I don’t see the problem with your doctor accepting insurance from an out-of-state company. Once the law is passed that makes it legal for companies to sell the insurance across state lines, they;; be able to pay your doctors just as well as an in-state company. Look at auto insurance. Their or myriad companies offering insurance. I don’t care where they are locate. I care that if I have a claim, that Allstate, Geico, StateFarm, etc. pay to have my car fixed. I don’t see any problem in this regard. Some regulations and guidelines will have to be issued, just like any other commerce. I think this would cause insurance companies to be more sweeping in their coverage, for two reasons: 1) they’d have to compete with more companies, and 2) they’d seek to simplify doing business by crafting an offering that is good in big bunches, if not all, states.
What if we just made sure everyone had health insurance from the moment they are born? That way, there wouldn’t be any difficulty trying to obtain, or trying to afford insurance due to pre-existing conditions because everyone would have pre-existing insurance before the condition ever developed. Has anyone ever thought of that solution?*
Actually, Bricker’s position on gay marriage is 180º from the Church’s, IIRC.
Except that it doesn’t. It has no effect on overutilization by doctors, and little effect on premiums. Most of the malpractice suitsare settled for sums below the caps that tort reform would put in place.
I see a problem with doctors spending as much (although it would certainly be more) time with reps from insurance companies as they currently do with pharmaceutical company reps. Which is 4-8 hours a week, in case you’re curious. All in order to accept an insurer that is essentially the same as the ones that already operate in the area, except they’re not bound by the state’s regulations.
That was a poor attempt to try and justify who and what you are.
Law suits are ,depending on who you cite, from 1 to 3 percent of the health care costs. It is another argument ripped deep from your sphincter.

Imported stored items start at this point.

PR #18828, opened 2026-08-26
fix(ingestion): run wiki compiler cache-less in canvas debug runs

euvre:
### Summary

Running an ingestion-pipeline canvas from the agent editor (the **Run** button) always failed at a wiki **Compiler** node with:

```
pipeline: run canvas workflow: [NodeRunError]
canvas: component "Compiler:..."
invoke: Compiler: wiki: load MAP versions: load
Wiki MAP versions: tenant_id and dataset_id are required
```

**Root cause.** The editor Run button issues a canvas debug (dataflow dry-run) request. Debug contexts deliberately carry no knowledgebase (`NewDebugTaskContext` forces `KB.ID == ""`), so the pipeline seeds `kb_id = ""` into the run and the wiki KnowledgeCompiler ends up with an empty dataset scope. The wiki variant's versioned MAP cache is a pure optimization: it reuses immutable per-chunk MAP extracts stored as DocStore rows keyed by `ragflow_<tenant_id>/<kb_id>`. Its strict-scope store refuses empty tenant/dataset (by design, to fail loud on mis-scoped production writes), so the very first step of the wiki run aborted the whole canvas. This is unrelated to model/provider configuration — the error fires before any LLM call.

**Fix.** `wikiPipeline.runMap()` now takes the versioned-cache path only when both `tenantID` and `datasetID` are present; a dataset-less run (canvas debug dry-run) falls back to the plain LLM MAP path that already exists for cache-less deployments. This mirrors the other debug-mode contracts (tokenizer skips embedding, executor skips persistence): a dry-run stays side-effect free and never requires a KB. Production ingestion always supplies both scopes (doc → KB), so production cache reuse is unchanged; active-state emission is likewise skipped because the active-state key is only derived on the versioned path.

**Verification.**
- Reproduced end-to-end on a fresh ingestion-pipeline canvas (File → Parser → TokenChunker → Compiler with a wiki compilation-template group): the Run failed with the exact reported error; after the fix the same canvas run passes the Compiler MAP stage (verified against the rebuilt Go service; the LLM MAP/refine phases then run with the tenant default chat model).
- Unit: `TestKnowledgeCompiler_Wiki_DebugRunWithoutDataset` (new regression, strict-scope fake store mirrors the production DocStore guard); full package suite green: `bash build.sh --test ./internal/ingestion/component/knowledge_compiler/...` (7/7 ok).

### DIFF
--- a/internal/ingestion/component/knowledge_compiler/common/deps.go
+++ b/internal/ingestion/component/knowledge_compiler/common/deps.go
@@ -158,11 +158,15 @@ type RedisClient interface {
 // interfaces so tests inject stubs; production wiring lives in
 // internal/ingestion/task (see PORT_PLAN.md §4 dependency injection seam).
 type Deps struct {
-	Chat            ChatInvoker
-	Embed           Embedder
-	Tokenizer       Tokenizer
-	HistoricalKNN   HistoricalKNN       // optional (wiki)
-	WikiPages       WikiPageStore       // optional (wiki)
+	Chat          ChatInvoker
+	Embed         Embedder
+	Tokenizer     Tokenizer
+	HistoricalKNN HistoricalKNN // optional (wiki)
+	WikiPages     WikiPageStore // optional (wiki)
+	// WikiMapVersions requires BOTH TenantID and DatasetID on every access:
+	// the DocStore-backed store keys its rows ragflow_<tenant_id>/<kb_id> and
+	// fails loudly on an empty scope. Runs missing either scope (canvas debug
+	// dry-runs) take the cache-less MAP path instead of calling the store.
 	WikiMapVersions WikiMapVersionStore // optional (wiki version cache)
 	Redis           RedisClient         // optional (datasetnav)
 	TenantID        string
--- a/internal/ingestion/component/knowledge_compiler/component_test.go
+++ b/internal/ingestion/component/knowledge_compiler/component_test.go
@@ -368,24 +368,100 @@ func TestKnowledgeCompiler_Wiki_EndToEnd(t *testing.T) {
 }
 
 // strictScopeWikiMapVersions mimics the production DocStore-backed Wiki MAP
-// version cache (knowledge_compile.wikiMapVersionStore): any load with an
-// empty tenant or dataset scope fails loudly instead of degrading.
-type strictScopeWikiMapVersions struct{}
+// version cache (knowledge_compile.wikiMapVersionStore): any access with an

How many times would a doctor have to meet with an insurance company? I assume the pharma people are there all the time pitching new drugs. It seems that the insurance company really only have to meet with a physician once. Am I missing something here?
You know, upon reading through this extensive thread that started out as paraphrasing here : Republicans are obstructionist pigs who don’t give us anything to work with, it has since evolved into Republicans now give us grand ideas to which we don’t ascribe so they are still obstructionist pigs who don’t lay down for what we want.
This thread has performed exactly what it was asked to perform i.e… Give Republican recommendations to what they think would help health care reform.
It isn’t enough though is it? It never is.
This isn’t appropriate for Great Debates, gonzomax. Keep remarks like this in the Pit.
OK…I`m not from the US and I am covered by a government health care plan that covers all in our country…including landed immigrants.
I have only one question about all that I am reading…what is a pre-existing condition? Is it something you are born with? And if this is so, how can this even morally not be covered by health insurance? If this is the case, I would probably race to abort a potentially unhealthy fetus or face a life of poverty for the rest of mine and my children(s) lives. For a first world nation, I find this concept unfathomable.